Boss alla sbarra. E lo Stato non c'è

Lasciati soli davanti alla 'ndrangheta. Senza avere nessuna istituzione al fianco nel processo contro i boss. Accade ai giovani della cooperativa Valle del Marro, costituita per gestire beni confiscati alle cosche della Piana di Gioia Tauro.

Boss alla sbarra. E lo Stato non c’è

 

Lunedì, davanti al gup di Reggio Calabria Olga Tarsia, si è aperto il processo per il gravissimo danneggiamento subito circa due anni fa: più di cinquecento ulivi secolari tagliati in un terreno a Castellace, frazione di Oppido Mamertina. Alla sbarra, con l’accusa di estorsione aggravata dall’articolo 7 (favoreggiamento della mafia), uno dei più noti boss della ’ndrangheta, Saverio Mammoliti, l’ex proprietario di quell’uliveto, i suoi due figli Antonino e Danilo e altri esponenti del clan, uno dei più potenti non solo in Calabria pur partendo da un paesino come Castellace. Tutti arrestati il 22 novembre 2012, nell’operazione condotta dai carabinieri e coordinata dalla Dda di Reggio Calabria. La prima in Italia ad individuare il responsabili di attentati e intimidazioni nei confronti di cooperative e associazioni che gestiscono beni confiscati.

È evidente l’importanza del processo aperto due giorni fa: un simbolo della lotta alle mafie. Ma nell’aula del Tribunale i giovani della cooperativa, sostenuta anche dal Progetto Policoro della Cei, si trovano completamente soli. Eppure non fanno un passo indietro e si costituiscono parte civile contro il boss e i suoi uomini. Una decisione che stupisce lo stuolo di avvocati che difendono gli ’ndranghetisti, evidentemente abituati alla mancanza di reazione delle vittime. Stupiti anche dalla stessa presenza dei giovani, che «ci mettono la faccia».

Non così altre vittime, altri agricoltori della zona, anche loro angariati dalla cosca, con danni altrettanti gravi, per convincerli a vendere (di fatto a prezzi stracciati) i terreni (ecco perché l’accusa è estorsione aggravata).
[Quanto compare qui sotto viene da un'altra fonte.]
PR #2203, opened 2021-04-07
module_helper - fixed decorator cause_changes

russoz:
##### SUMMARY
The decorator `cause_changes` never really worked before. This PR fixes that and add unit tests for it.

##### ISSUE TYPE
- Bugfix Pull Request

##### COMPONENT NAME
tests/unit/plugins/module_utils/test_module_helper.py

### DIFF
--- a/changelogs/fragments/2203-modhelper-cause-changes-deco.yml
+++ b/changelogs/fragments/2203-modhelper-cause-changes-deco.yml
@@ -1,0 +1,2 @@
+bugfixes:
+  -module_helper module utils - fixed decorator ``cause_changes`` (https://github.com/ansible-collections/community.general/pull/2203).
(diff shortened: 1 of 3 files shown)


felixfontein (approved):

felixfontein:

felixfontein:
@russoz the automatic backport to stable-1 failed. Can you check whether it is needed, and if it is, create it manually?

russoz:
@felixfontein on it - for this change it should be quite straightforward, but keep in mind that stable-1 is lagging behind main for quite a number of tickets now (regardless of the ticket type).

russoz:
@felixfontein  #2209

felixfontein:
> @felixfontein on it - for this change it should be quite straightforward, but keep in mind that stable-1 is lagging behind main for quite a number of tickets now (regardless of the ticket type).

We are only backporting bugfixes to stable-1, so it's definitely lagging. The main question for backporting bugfixes is always cost vs. effort - if the bot can backport them, that's very cheap, but in some cases the bot can't. Then it depends on how important the fix is. I think in this case it is good to have it backported, since the module helper could also be used by modules from other collections. (Probably not so far, but who knows... :) )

Ma non si costituiscono parte civile, e questo è sicuramente più grave, anche le parti offese istituzionali, citate nel rinvio a giudizio. Si tratta del comune di Oppido, proprietario del terreno dopo la confisca e l’assegnazione (la cooperativa lo ha solo in comodato d’uso gratuito), il ministero dell’Economia (i beni confiscati fanno parte del Demanio) e quello della Giustizia. Malgrado la convocazione per la prima udienza, non solo nessuno si costituisce parte civile ma neanche si fa vedere.

Due anni fa tutti aveva espresso solidarietà ai giovani, assicurando che non sarebbe stati lasciati soli, ma lunedì non c’erano né istituzionali nazionali, né locali, né associazioni, anche solo per dire «siamo al vostro fianco». E neanche la stampa locale.

Davvero da soli. Ma non è, purtroppo, una novità. Lo aveva scritto il gip nell’ordinanza di custodia cautelare per i Mammoliti. «I giovani della Cooperativa Valle del Marro sono gli unici, sul territorio che non si sono lasciati intimidire dalla figura del Mammoliti e da ciò che lo stesso ha sempre rappresentato, richiedendo ed ottenendo l’affidamento delle terre loro confiscate».

Ora non solo i giovani non hanno mollato ma hanno deciso di essere nel processo come parte civile. Invano gli avvocati hanno tentato di opporsi tirando fuori un documento inviato dal comune di Oppido dello scorso giugno che afferma che quel terreno non era stato assegnato alla cooperativa. Insomma l’amministrazione locale non solo non si costituisce parte civile ma fornisce carte agli accusati. Il tentativo è di dimostrare che, non avendo avuto il terreno, i giovani della Valle del Marro non sono parte del processo. Il realtà l’uliveto è stato assegnato addirittura nel 2008, con un decreto dell’Agenzia nazionale per i beni confiscati. Tesi evidentemente accettata dal gup che ha accolto la costituzione di parte civile.

A conferma che almeno la magistratura intende andare fino in fondo. Prossime udienze (col rito abbreviato chiesto e ottenuto dagli imputati) ci saranno il 6 e il 16 dicembre. Due occasioni per dimostrare coi fatti che questi giovani coraggiosi non sono soli.